杏がそう言う間に、天悟の目は見る見る怒りに満ちてゆく。そのまま、慶を睨んだ。

「母さんは、化け物に魂を抜かれた」

天悟はそう、怒りを孕んだ声でぽつりとこぼす。その視線は険しく、憎いものを見ているよう。

「母さんは病気なんかじゃない。それを隠すために、異能隊に連れてかれたんだ」

天悟の声が震える。彼の握りしめられた拳も、ぷるぷると震えていた。

「あ、あの……」

突然こちらを向いた天悟の瞳に杏が映る。杏は思わず慶の服の裾を引っ張り、握ってしまう。

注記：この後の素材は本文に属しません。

PR #1832, opened 2015-12-18
modified local state of u_turn_penalty_variable

MoKob:
The current profiles do not result in an applied path penalty.
The local state of the variable results in a penalty of 0, no matter what value is specified.
For correct u-turn penalisation, the state needs to be switched to a global variable.


TheMarex:
@MoKob good catch!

「父さんだって死んでない。失踪したんだ。なのに、軍は全てを隠した。この異能者様たちがな!」

天悟は言いながら鋭い視線を再び慶に向ける。

「言い訳できないだろう。それが事実なんだから」

天悟はそう言い切ると、杏の腕を掴む。慶は何も言わない。それでも杏は、慶を信じたかった。

「待ってください、お兄様」

天悟に掴まれた腕を引っ込め、彼の手を振り払う。

「お母様のことはそれが事実かもしれません。でも、私は旦那様がお優しい方だと知っています」
「杏!」

ひどく怒りをはらんだ声で名を呼ばれる。それでも杏は、天悟をじっと見据えて言葉を紡ぐ。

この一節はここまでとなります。